Problem to solve: Return, word for word, the lines of the listing below from the one with "PR #1619, opened 2023-08-02" through the one with "This MR brings", and no other lines.
(Beginning of Data for this exercise)
PR #1589, opened 2023-07-11
[next] Await events when invoked

WebReflection:
## Description

This MR forces awaiting for async events as it seems to be needed in MicroPython.

**edit** "*when in Rome*" ... normalized `async` `runEvent` for all interpreters and *await* all of them.

## Changes

  * `await` events on `call`
  * added tests and tested locally

## Checklist


FabioRosado (approved):

pyscript.core/esm/interpreter/_python.js
```diff
@@ -18,7 +18,7 @@ export const runEvent = async (interpreter, code, event) => {
     let target = interpreter.globals.get(name);
     let context;
     for (const key of keys) [context, target] = [target, target[key]];
-    target.call(context, event);
+    await target.call(context, event);
```
hoodmane, line 21: You could imagine just using `Promise.resolve()` instead of `await` if you want to ensure that a thenable task is resolved to a Promise. It's not clear which is better.

hoodmane: Yeah interesting. In your example, `pyodide.globals.get("bar")()` prints `bar\nfoo`. Using `ensure_future(bar())` only prints `bar`. Using `Promise.resolve(bar())` again prints both `bar\nfoo`.

This is more or less expected though because of the way that JavaScript works. It automatically flattens nested awaitables. If the inner result is awaitable it collapses it (something something monad multiplication). Python doesn't do this.

WebReflection: > You could imagine just using Promise.resolve() instead of await if you want to ensure that a thenable task is resolved to a Promise. It's not clear which is better.

syntax is always better, as it's not "patch-able" in the JS world ... I'd use syntax any day compared to global methods + this is not in the critical path for performance, it just guarantees whenever `Promise.resolve(thing)` was meant, it's done through syntax, so we're good there.

WebReflection: >  if you want to ensure that a thenable task is resolved to a Promise

forgot to target this in particular ... as you know, events as `addEventListener` don't care about returning value, that's an old DOM Level 0 thing we don't use, care, handle in here, specially after everyone complaining we shouldn't have DOM Level 0 events like ... but then again, nobody is listening for the returned value of an event, so `await` is literally all we need there for the `runEvent` async helper. It works reliably well everywhere, we don't have any issue anymore in this space.

WebReflection: dare I say my latest answer means you folks should likely move the conversation in *pyodide* space as there's no further action in here to consider: `await` already implies `Promise.resolve(thing)` and syntax + less code + more robust code (avoiding possible undesired and poisoned `Promise.resolve` out there) is a win.

PR #1599, opened 2023-07-17
Update getting-started.md

dubeyshishir:
## Checklist


JeffersGlass:
Given that we want to keep the example HTML as clean and simple as possible, I think this is probably something we won't integrate. Thank you for the contribution though!

PR #1603, opened 2023-07-19
fix interpreter absoluteURL

bugzpodder:
## Description

Fix [baseURL](https://github.com/pyscript/pyscript/blob/next/pyscript.core/esm/interpreters.js#L34) passing in absoluteURL call which is used by [URL](https://github.com/pyscript/pyscript/blob/next/pyscript.core/esm/interpreter/_utils.js#L123)

## Checklist

### DIFF
--- a/pyscript.core/esm/loader.js
+++ b/pyscript.core/esm/loader.js
@@ -15,8 +15,10 @@ export const getRuntime = (id, config) => {
         /* c8 ignore start */
         if (config.endsWith(".json")) {
             options = fetch(config).then(getJSON);
+            config = absoluteURL(config);
         } else if (config.endsWith(".toml")) {
             options = fetch(config).then(getText).then(parse);
+            config = absoluteURL(config);
         } else {
             try {
                 options = JSON.parse(config);


WebReflection:
instead of 2 extra lines, how about being sure in a single place the `config` is absolute?

```js
export const getRuntime = (id, config) => {
    let options = {};
    if (config) {
        // REQUIRES INTEGRATION TEST
        /* c8 ignore start */
        if (config.endsWith(".json")) {
            options = fetch(config).then(getJSON);
        } else if (config.endsWith(".toml")) {
            options = fetch(config).then(getText).then(parse);
        } else {
            try {
                options = JSON.parse(config);
            } catch (_) {
                options = parse(config);
            }
            // make the config a URL to be able to retrieve relative paths from it
            config = "./config.txt";
        }
        /* c8 ignore stop */
    }
    return resolve(options).then((options) =>
        interpreter[id](options, absoluteURL(config)));
};
```

WebReflection:
OK, for the time being, as we're migrating core into *polyscript* folder, I'll approve, merge, and bring in the update in there.

WebReflection (approved):

WebReflection:
FYI I've just moved core into [polyscript](https://github.com/pyscript/polyscript#readme) and your changes landed in there.

```html
<script type="module" src="https://esm.run/polyscript"></script>
```

this will use latest from the new dedicated repo, I hope this works, feel free to file other issues directly in there, thank you again!

PR #1619, opened 2023-08-02
Add pyscript module in both Main and Workers

WebReflection:
## Description

This MR brings the *pyscript* module with `PyWorker` and `document` on *main*, and `window`, `document` and `sync` on *thread* + introduces a way to bootstrap *pyodide* **only** in the worker, with the ability to pass a config as usual.

The reason JS is used to bootstrap *pyscript* in worker only is that otherwise *pyodide* would be inevitably bootstrapped twice (main code that bootstraps the worker code) and I believe nobody wants that.

**Main thread**
```html
<script type="py">
  // main thread
  from pyscript import PyWorker, document, window, display
  PyWorker('./file.py', {...config}).sync; // all good!
</script>
```

**Worker thread**
```py
from pyscript import document, window, sync
# display not exported yet in worker: requires PR a part
```

## Changes

  * find a way to grant `currentElement` for the improved *display* (still WIP)
  * find a way to expose a *PyWorker* for the *worker* only use case (it's slightly different than a XWorker so I think it deserves a name ... also users landing in PyScript shouldn't really care/know about XWorker, imho)
  * improved the internal `PyWorker` to automatically use `io.stderr` on error (stderr still not defined, fallbak to console.error)
  * put before any possible plugin (via hooks) the creation of the *pyscript* module via `codeBeforeRunWorker` and `codeBeforeWorkerAsync`
  * realized Async methods were missing, fixed that!
  * added via `registerJsModule` *pyscript* module in main (TBD what else to put in there)
  * added a way to bootstrap automatically *pyodide* for the worker only use case
  * created and tested manually the worker only use-case

## Checklist


pyscript.next/src/core.js
```diff
@@ -1,171 +1,209 @@
...
+        get display() {
+            const id = isScript(currentElement)
+                ? currentElement.target.id
+                : currentElement.id;
+
+            // TODO: decide which feature of display we want to keep
+            return (what, target = id, append = true) => {
+                const element = document.getElementById(target);
+                if (append) element.append(what);
+                else element.textContent = what;
```
fpliger, line 98: How about passing objects that can be rendered to html ( i.e mime types)?

fpliger (approved):
Lgtm! 🚀

PR #1621, opened 2023-08-03
[sw] Added a first version of the PyScript Service Worker

WebReflection:
## Description

This MR introduces a new `@pyscript/sw` module that can be fetched and scafolded via *CLI* in any project.

The single `pyscript.sw.js` file orchestrates via a single tag the ability to bootstrap a fully *python* driven server, through wither a `.toml` or `.json` config file, demoed in its test folder.

## Changes

  * added build steps to produce a standalone file able to bootstrap a service worker from a page and handle all requests via *python* within the Service Worker
  * added the ability to update on the fly the `handler.py` by simply editing the file and hitting a reserved `/pyscript.sw/update_handler` url's path, valid from any subfolder of the project
  * automatic reload of the landing page to the active *python* driven backend via Service Worker
  * automatic bootstrap of the interpreter after parsing a *py-config* like file
  * optimized error handling on updates to inform the user what went wrong, without replacing the handler until succeeded
  * added a README that explains both attributes and handler update mechanism

## Checklist


fpliger:
As mentioned earlier today... this looks really promising and can be wrapped into a nice CLI command to make it super easy for users create it from a template! Great job! 🚀

WebReflection:
@fpliger I want to address @hoodmane suggestion as I think that indeed that'd be the deal-breaker but I'll investigate tomorrow morning how to deliver that, as it has to be from the user browser that has the SW registered, and see if it's easily doable or not ... this is WIP both for feedback (your one is encouraging) and the README / docs I'd like to put in place once we agree on features for the first release and publish it to *npm* ... thanks for your kind words and patience!

WebReflection:
@fpliger @hoodmane I've implemented what's discussed and this is now out of WIP with the same *polyscript* toml parser embedded and a way to update the *handler* via `/pyscript.sw/update_handler` page or fetch operation, as explained in the README and tested for real locally with 200 vs 500 response handling too.

WebReflection:
@fpliger this has been rebased so it should be OK to land

pyscript.sw/README.md
```diff
@@ -0,0 +1,47 @@
...
+  * **scope** (advanced use-case) is an *optional* attribute that indicates [where the Service Worker operates](https://developer.mozilla.org/en-US/docs/Web/API/ServiceWorkerGlobalScope). By default it operates from the same folder, and any subfolder, the `pyscript.sw.js` is.
+
+#### How to update `handle_request`
+
+Because the Service Worker, once activated, will persist over any further session, it is pretty hard to change its operating handler.
+
+To do so, there are two options:
+
+  * unregister the Service Worker, clear all browsing data per that domain and hard-refresh the browser
+  * change and save your `handper.py` file and, once saved, reach the `/pyscript.sw/update_handler` via browser, or run the following code in console:
```
fpliger, line 37:
```suggestion
  * change and save your `handler.py` file and, once saved, reach the `/pyscript.sw/update_handler` via browser, or run the following code in console:
```

fix typo: `handper.py` --> `handler.py`

fpliger (approved):
L sooo GTM! :)

Left a minor type fix suggestion. Other than this, I think it'd be used to add an example using a custom `scope`  but can definitely come after we merged, in a follow up PR. Excellent @WebReflection !! 🚀

WebReflection:
> I think it'd be used to add an example using a custom `scope`

that would test that Service Workers understand `scope` ... we don't need to test that though, it's in specs.

Happy to add one but basically scope simply reduces the scope of the service worker, confining it within the scope folder which must be in the current level or deeper, never higher privileges as per specs: just standard behavior.

PR #1627, opened 2023-08-08
Fix #1577: Change script sources that include Cross-Origin Resource P…

### LINKED ISSUE #1577: Most of the examples on the documentation page seem broken
### Checklist

### What happened?

The output of most of the examples on official documentation link have dumps of exceptions: https://pyscript.net/examples/

90504455-4DB2-42BC-935A-7887EDA40782

5AB39AAD-18C6-413F-9462-6AE83846AF3E

_No response_

### Console info

_No response_

### Additional Context

_No response_

shubhashis-k:
## Description
The cause of this issue is due to resources not having `Cross-Origin Resource-Policy` set. This causes the following examples to be broken:

- Simple d3 visualization (As an example, https://d3js.org/d3.v7.min.js does not have Cross-Origin Resource-Policy set)
- KMeans Demo in Panel
- Streaming Demo in Panel
- NYC Taxi Data Panel DeckGL Demo

CORP

I have updated the sources that include the Cross-Origin Resource-Policy header. However, if the dependent sources fetch some other resources that do not have Cross-Origin Resource-Policy set, it will still fail to fetch. An error of this type occurs while fetching `tabulator_simple.min.css`, which is required by `panel.min.js` in the `KMeans Demo in Panel` or `Streaming Demo in Panel`. However, the examples won't be fundamentally broken after this fix.

## Changes

Updated script sources.

## Checklist

-   [x] I have updated `docs/changelog.md` (I don't think it is required in this case)
-   [x] I have created documentation for this(if applicable) (Not applicable)

### DIFF
--- a/examples/d3.html
+++ b/examples/d3.html
@@ -10,7 +10,7 @@
         />
         <script defer src="https://pyscript.net/latest/pyscript.js"></script>
         <link rel="stylesheet" href="./assets/css/examples.css" />
-        <script src="https://d3js.org/d3.v7.min.js"></script>
+        <script src="https://cdnjs.cloudflare.com/ajax/libs/d3/7.8.5/d3.min.js"></script>
         <style>
             .loading {
                 display: inline-block;
--- a/examples/panel_deckgl.html
+++ b/examples/panel_deckgl.html
@@ -17,18 +17,18 @@
         />
         <link
             rel="stylesheet"
-            href="https://unpkg.com/@holoviz/panel@0.13.1/dist/css/widgets.css"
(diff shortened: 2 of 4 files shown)


shubhashis-k:
All of the `unpkg` links I replaced did not have the `Cross-Origin Resource-Policy` header set. So, the scripts were blocked from loading, the same as the `d3` resource.

hoodmane:
Maybe we should also ask unpkg to set CORP.

WebReflection (approved):

WebReflection:
@hoodmane agreed but this MR should go through regardless as current examples are all broken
(End of Data for this exercise)
Reply:
PR #1619, opened 2023-08-02
Add pyscript module in both Main and Workers

WebReflection:
## Description

This MR brings the *pyscript* module with `PyWorker` and `document` on *main*, and `window`, `document` and `sync` on *thread* + introduces a way to bootstrap *pyodide* **only** in the worker, with the ability to pass a config as usual.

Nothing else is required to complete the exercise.